Extracted entries -
PR #3059, opened 2022-03-10
Make user mode networking default for dev build

praveenkumar:
As of now we support system mode and user mode networking for all platform and in
windows/mac user mode is default for releases and system mode for dev builds. This
create bit confusion and also dev forget to test what is going to delivered with release
so this PR will make it default for both release and dev side.

### DIFF
--- a/pkg/crc/config/settings.go
+++ b/pkg/crc/config/settings.go
@@ -2,6 +2,7 @@ package config
 
 import (
 	"fmt"
+	"runtime"
 
 	"github.com/code-ready/crc/pkg/crc/constants"
 	"github.com/code-ready/crc/pkg/crc/network"
@@ -119,7 +120,7 @@ func GetPreset(config Storage) preset.Preset {
 }
 
 func defaultNetworkMode() network.Mode {
-	if version.IsInstaller() {
+	if runtime.GOOS != "linux" {
 		return network.UserNetworkingMode
 	}
 	return network.SystemNetworkingMode


pkg/crc/config/settings.go
```diff
@@ -96,12 +94,8 @@ func RegisterSettings(cfg *Config) {
...
 	cfg.AddSetting(ExperimentalFeatures, false, ValidateBool, SuccessfullyApplied,
 		"Enable experimental features (true/false, default: false)")
-
-	if !version.IsInstaller() {
-		cfg.AddSetting(NetworkMode, string(defaultNetworkMode()), network.ValidateMode, network.SuccessfullyAppliedMode,
-			fmt.Sprintf("Network mode (%s or %s)", network.UserNetworkingMode, network.SystemNetworkingMode))
-	}
-
+	cfg.AddSetting(NetworkMode, string(defaultNetworkMode()), network.ValidateMode, network.SuccessfullyAppliedMode,
+		fmt.Sprintf("Network mode (%s or %s)", network.UserNetworkingMode, network.SystemNetworkingMode))
```
cfergeau, line 98: The `network-mode` option has been removed from macOS/Windows releases for a while now. This hunk readds the option to releases, I don't think that's desirable.

pkg/crc/config/settings.go
```diff
@@ -145,14 +139,14 @@ func GetPreset(config Storage) preset.Preset {
 }
 
 func defaultNetworkMode() network.Mode {
-	if version.IsInstaller() {
+	if runtime.GOOS != "linux" {
 		return network.UserNetworkingMode
 	}
```
cfergeau, line 144: This is the hunk which is doing what the commit log describes (using the same default networking mode on release/non-release builds).

pkg/crc/config/settings.go
```diff
@@ -145,14 +139,14 @@ func GetPreset(config Storage) preset.Preset {
...
 	return network.SystemNetworkingMode
 }
 
 func GetNetworkMode(config Storage) network.Mode {
-	if version.IsInstaller() {
+	if runtime.GOOS != "linux" {
 		return network.UserNetworkingMode
```
cfergeau, line 150: This hunk can be dropped together with the first one. If you change this, this means non-release builds will always be using usermode networking, even if there is a configuration option for it.

cfergeau (changes requested):
Re-reading the commit log, I'm not 100% sure what the goal of the commit is:

> Remove system mode networking from main build

or 

> this PR will make it default for both release and dev side

This PR does a bit of both, it forces usermode networking on macos/windows, but also readds the configuration option which was removed, even if setting it will be a no-op.

If you remove system networking from macos/windows, there are more changes to add on top of that PR to remove the related code (at least the preflights).

cfergeau (approved):

PR #3066, opened 2022-03-14
Mac Preflight: Check if plist file exist before removing it

praveenkumar:
This patch will first check if the plist file exist before error out
for check function and also remove it in fix function. This will fix
following error for preflight on mac.
```
INFO Checking if old launchd config for tray autostart exists
DEBU force trigger cleanup to remove old launchd config for tray
force trigger cleanup to remove old launchd config for tray
```

### DIFF
--- a/pkg/crc/preflight/preflight_darwin.go
+++ b/pkg/crc/preflight/preflight_darwin.go
@@ -9,6 +9,7 @@ import (
 	"github.com/code-ready/crc/pkg/crc/network"
 	"github.com/code-ready/crc/pkg/crc/preset"
 	crcpreset "github.com/code-ready/crc/pkg/crc/preset"
+	crcos "github.com/code-ready/crc/pkg/os"
 )
 
 // SetupHost performs the prerequisite checks and setups the host to run the cluster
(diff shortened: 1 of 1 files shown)


anjannath (approved):

pkg/crc/preflight/preflight_darwin.go
```diff
@@ -70,13 +71,23 @@ var trayLaunchdCleanupChecks = []Check{
...
+		fixDescription: "Removing old launchd config for tray autostart",
+		fix: func() error {
+			var err error
+			if crcos.FileExists(filepath.Join(constants.GetHomeDir(), "Library", "LaunchAgents", "crc.tray.plist")) {
+				err = os.Remove(filepath.Join(constants.GetHomeDir(), "Library", "LaunchAgents", "crc.tray.plist"))
+			}
+			if crcos.FileExists(filepath.Join(constants.GetHomeDir(), "Library", "LaunchAgents", "crc.daemon.plist")) {
+				err = os.Remove(filepath.Join(constants.GetHomeDir(), "Library", "LaunchAgents", "crc.daemon.plist"))
+			}
+			return err
```
cfergeau, line 89: I can't follow what is expected from 'err' here?
If removal of `crc.tray.plist` fails but removal of `crc.daemon.plist` succeeds, we ignore the error.
If removal of `crc.tray.list` succeeds but removal of `crc.daemon.plist` fails, we return the error.
Is this the intended behaviour?

PR #3068, opened 2022-03-16
Initial rename

gbraad:


README.adoc
```diff
@@ -1,4 +1,4 @@
-= Red Hat CodeReady Containers - OpenShift 4 on your Laptop
+= Container Runtime Control - OpenShift 4 and Podman on your Laptop
```
cfergeau, line 1: The new naming feels contrived and artificial to me :) Why not just call it `CRC` without having an official long name? 
`Running OpenShift 4 and Podman containers on your Laptop` reads better if it's not too long.

praveenkumar: To me `Containter Runtime Control` is better than `CodeReady Containers` but what are we controlling here since we only ship single container runtime for both offering (openshift/podman). If we can make `crc` as it without any abbreviation then it would be great.

gbraad: We settled on referring to `crc` and the ability to `crc runs containers`. It will not have any direct meaning to the name.

Note: the CodeReady branding is to be removed and can not be referred to anymore.

README.adoc
```diff
@@ -13,16 +13,17 @@ image:https://ci.centos.org/buildStatus/icon?job=codeready-crc-master["CentOS CI
...
+This project is focused on bringing a minimal http://github.com/openshift/origin[OpenShift 4.x] cluster or Podman VM to your local laptop or desktop computer
+for development and testing purposes.
 
 If you are looking for a solution for running OpenShift 3.x, you will need tools such as `oc cluster up`, http://github.com/minishift/minishift[Minishift] or https://developers.redhat.com/products/cdk/overview/[CDK].
 
 [[usage-data]]
 == Usage data
 
-The first time CodeReady Containers is run, you will be asked to opt-in to Red Hat's telemetry collection program.
+The first time the tool is run, you will be asked to opt-in to Red Hat's telemetry collection program.
```
gbraad, line 24: s/the tool/`crc`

Task requirements -
Show the lines above that include "FileExists".

Task output -
+			if crcos.FileExists(filepath.Join(constants.GetHomeDir(), "Library", "LaunchAgents", "crc.tray.plist")) {
+			if crcos.FileExists(filepath.Join(constants.GetHomeDir(), "Library", "LaunchAgents", "crc.daemon.plist")) {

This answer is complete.